WHAT THE TASK ASKS: What follows are records. Restate all of them word for word.

Items listed in a dataset
PR #361, opened 2025-05-23
Add check for returning logs without expecting them

sergiuosvat:


andreiblt1304:
I think it's better to have a `match` then so many ifs and elses.

```
match expected_log {
    Some(expected) => self.assert_expected_log(logs, expected),
    None => {
        assert!(
            logs.is_empty(),
            "Expected no logs, but got: {:?}",
            logs
        );
    }
}
```

Maybe this can also be put inside a function so we get rid of duplicated code.

fgandila (approved):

OUTPUT BELOW:
PR #361, opened 2025-05-23
Add check for returning logs without expecting them

sergiuosvat:


andreiblt1304:
I think it's better to have a `match` then so many ifs and elses.

```
match expected_log {
    Some(expected) => self.assert_expected_log(logs, expected),
    None => {
        assert!(
            logs.is_empty(),
            "Expected no logs, but got: {:?}",
            logs
        );
    }
}
```

Maybe this can also be put inside a function so we get rid of duplicated code.

fgandila (approved):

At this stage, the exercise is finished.